Data excerpts
· · · · · · ·
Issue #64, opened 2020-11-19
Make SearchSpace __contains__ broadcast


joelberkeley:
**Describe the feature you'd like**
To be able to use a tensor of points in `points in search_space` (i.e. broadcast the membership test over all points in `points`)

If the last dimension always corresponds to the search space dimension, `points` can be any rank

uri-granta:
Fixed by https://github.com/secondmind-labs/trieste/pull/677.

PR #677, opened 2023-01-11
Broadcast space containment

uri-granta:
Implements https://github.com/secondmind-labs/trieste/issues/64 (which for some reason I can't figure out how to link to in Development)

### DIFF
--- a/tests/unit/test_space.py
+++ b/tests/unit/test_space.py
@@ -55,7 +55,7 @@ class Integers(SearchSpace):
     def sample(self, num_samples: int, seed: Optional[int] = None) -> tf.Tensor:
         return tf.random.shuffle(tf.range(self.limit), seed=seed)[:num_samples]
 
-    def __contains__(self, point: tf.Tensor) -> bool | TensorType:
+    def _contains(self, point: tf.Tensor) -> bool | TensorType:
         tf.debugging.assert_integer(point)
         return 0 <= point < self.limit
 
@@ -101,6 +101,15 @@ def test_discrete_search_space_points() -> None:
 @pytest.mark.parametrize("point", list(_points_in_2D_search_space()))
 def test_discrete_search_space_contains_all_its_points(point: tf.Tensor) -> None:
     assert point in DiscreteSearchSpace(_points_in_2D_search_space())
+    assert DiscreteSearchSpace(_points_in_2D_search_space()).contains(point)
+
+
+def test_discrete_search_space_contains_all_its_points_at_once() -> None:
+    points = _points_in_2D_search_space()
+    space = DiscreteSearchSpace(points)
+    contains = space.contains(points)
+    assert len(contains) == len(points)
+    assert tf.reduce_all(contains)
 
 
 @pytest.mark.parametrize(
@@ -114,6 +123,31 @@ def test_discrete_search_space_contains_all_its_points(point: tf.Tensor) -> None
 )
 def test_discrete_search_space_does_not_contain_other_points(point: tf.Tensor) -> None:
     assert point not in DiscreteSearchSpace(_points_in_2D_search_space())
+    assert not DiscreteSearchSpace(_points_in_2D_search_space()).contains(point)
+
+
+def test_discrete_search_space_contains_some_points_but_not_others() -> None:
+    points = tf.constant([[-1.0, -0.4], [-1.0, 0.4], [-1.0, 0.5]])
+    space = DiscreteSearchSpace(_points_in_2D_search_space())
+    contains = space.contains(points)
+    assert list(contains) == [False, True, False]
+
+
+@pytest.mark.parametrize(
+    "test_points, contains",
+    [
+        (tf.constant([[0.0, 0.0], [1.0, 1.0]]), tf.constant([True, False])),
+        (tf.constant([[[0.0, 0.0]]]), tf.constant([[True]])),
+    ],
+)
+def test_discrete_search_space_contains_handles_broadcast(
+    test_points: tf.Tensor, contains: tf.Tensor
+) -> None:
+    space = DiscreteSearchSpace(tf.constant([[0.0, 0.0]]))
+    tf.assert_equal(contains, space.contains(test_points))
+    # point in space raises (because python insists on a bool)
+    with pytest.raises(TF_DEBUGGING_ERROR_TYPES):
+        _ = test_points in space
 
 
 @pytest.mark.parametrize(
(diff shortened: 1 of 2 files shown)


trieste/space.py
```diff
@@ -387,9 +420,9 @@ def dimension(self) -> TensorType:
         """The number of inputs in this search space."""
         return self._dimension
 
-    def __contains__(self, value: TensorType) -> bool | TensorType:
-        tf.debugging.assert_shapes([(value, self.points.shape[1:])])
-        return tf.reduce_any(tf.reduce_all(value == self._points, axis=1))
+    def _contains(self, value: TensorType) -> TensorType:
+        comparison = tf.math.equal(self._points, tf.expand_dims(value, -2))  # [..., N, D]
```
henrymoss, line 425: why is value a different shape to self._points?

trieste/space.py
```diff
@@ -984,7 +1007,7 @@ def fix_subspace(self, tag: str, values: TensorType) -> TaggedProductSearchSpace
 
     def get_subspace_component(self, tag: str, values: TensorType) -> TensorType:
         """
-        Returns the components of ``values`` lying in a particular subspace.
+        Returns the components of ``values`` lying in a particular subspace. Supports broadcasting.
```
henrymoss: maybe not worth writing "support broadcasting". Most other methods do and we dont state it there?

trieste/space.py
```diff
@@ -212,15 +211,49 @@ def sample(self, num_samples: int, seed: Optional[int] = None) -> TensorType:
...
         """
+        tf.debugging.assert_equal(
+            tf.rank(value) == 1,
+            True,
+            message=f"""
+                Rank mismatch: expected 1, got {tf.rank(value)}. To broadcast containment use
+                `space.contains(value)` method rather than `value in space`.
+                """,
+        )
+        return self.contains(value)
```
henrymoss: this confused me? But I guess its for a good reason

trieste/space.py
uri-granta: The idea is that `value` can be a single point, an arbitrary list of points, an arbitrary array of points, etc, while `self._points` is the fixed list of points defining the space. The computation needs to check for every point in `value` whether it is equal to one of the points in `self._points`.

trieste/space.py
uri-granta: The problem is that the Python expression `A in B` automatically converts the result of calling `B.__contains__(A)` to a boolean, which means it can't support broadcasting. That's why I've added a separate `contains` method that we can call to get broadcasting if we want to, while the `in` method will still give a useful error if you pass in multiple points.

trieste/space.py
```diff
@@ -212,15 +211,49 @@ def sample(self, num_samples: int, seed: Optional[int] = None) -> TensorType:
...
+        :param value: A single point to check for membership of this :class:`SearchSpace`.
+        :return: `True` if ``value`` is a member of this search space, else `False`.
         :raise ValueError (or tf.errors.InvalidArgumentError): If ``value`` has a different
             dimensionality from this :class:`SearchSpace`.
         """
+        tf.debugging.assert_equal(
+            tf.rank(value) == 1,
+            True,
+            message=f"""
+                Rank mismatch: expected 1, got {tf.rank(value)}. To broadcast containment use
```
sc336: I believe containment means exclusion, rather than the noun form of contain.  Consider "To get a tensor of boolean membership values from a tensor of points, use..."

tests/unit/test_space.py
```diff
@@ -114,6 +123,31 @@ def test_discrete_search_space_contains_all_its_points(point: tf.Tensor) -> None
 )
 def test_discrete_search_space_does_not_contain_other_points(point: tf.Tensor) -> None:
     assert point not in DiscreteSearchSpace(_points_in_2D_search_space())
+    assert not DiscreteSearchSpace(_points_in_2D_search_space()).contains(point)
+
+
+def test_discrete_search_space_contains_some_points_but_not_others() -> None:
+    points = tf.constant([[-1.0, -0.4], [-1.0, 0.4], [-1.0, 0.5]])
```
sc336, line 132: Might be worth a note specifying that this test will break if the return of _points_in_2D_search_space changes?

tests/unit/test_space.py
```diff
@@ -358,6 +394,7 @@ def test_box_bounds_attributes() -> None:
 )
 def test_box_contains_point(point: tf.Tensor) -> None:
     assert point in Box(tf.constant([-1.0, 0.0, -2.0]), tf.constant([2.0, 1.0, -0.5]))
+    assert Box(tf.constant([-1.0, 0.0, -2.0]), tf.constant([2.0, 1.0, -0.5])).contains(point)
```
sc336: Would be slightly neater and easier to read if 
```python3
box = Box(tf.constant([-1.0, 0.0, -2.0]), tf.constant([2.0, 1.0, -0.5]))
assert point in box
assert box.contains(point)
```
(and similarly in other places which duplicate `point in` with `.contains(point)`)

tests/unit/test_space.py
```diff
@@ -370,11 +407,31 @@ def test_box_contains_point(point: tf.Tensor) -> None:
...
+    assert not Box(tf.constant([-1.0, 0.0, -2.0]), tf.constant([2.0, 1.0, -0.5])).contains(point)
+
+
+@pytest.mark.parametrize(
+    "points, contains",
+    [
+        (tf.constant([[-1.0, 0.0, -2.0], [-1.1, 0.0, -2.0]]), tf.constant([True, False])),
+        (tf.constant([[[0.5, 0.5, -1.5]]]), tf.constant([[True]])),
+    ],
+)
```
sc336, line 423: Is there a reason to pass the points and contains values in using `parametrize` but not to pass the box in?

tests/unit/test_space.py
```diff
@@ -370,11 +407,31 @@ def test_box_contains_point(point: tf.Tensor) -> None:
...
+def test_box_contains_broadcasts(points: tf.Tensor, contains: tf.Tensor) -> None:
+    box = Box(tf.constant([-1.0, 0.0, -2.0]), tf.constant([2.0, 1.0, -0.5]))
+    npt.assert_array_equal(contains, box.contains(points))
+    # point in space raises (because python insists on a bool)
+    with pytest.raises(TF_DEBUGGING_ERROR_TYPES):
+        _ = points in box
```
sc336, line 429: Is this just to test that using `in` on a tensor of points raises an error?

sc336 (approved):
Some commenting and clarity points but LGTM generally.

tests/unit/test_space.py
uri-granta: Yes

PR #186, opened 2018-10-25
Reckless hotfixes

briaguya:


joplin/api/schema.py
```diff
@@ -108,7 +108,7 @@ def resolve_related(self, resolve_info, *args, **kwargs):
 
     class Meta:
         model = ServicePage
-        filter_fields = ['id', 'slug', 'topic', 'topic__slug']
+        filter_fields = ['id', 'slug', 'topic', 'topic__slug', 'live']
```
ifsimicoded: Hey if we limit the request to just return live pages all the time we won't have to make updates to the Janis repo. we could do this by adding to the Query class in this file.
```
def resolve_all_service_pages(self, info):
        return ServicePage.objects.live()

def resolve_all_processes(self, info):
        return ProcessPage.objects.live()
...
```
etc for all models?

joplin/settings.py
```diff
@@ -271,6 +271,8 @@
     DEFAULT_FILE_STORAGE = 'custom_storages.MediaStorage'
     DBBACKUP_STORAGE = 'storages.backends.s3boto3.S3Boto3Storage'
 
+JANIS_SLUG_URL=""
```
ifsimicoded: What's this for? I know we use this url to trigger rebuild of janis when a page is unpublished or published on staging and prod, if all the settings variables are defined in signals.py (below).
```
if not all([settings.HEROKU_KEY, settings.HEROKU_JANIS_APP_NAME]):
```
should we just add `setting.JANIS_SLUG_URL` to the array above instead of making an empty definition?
· · · · · · ·
Exercise details:
Using the data above, report the number of lines that contain the string "shape", and only that number.

Response box:
2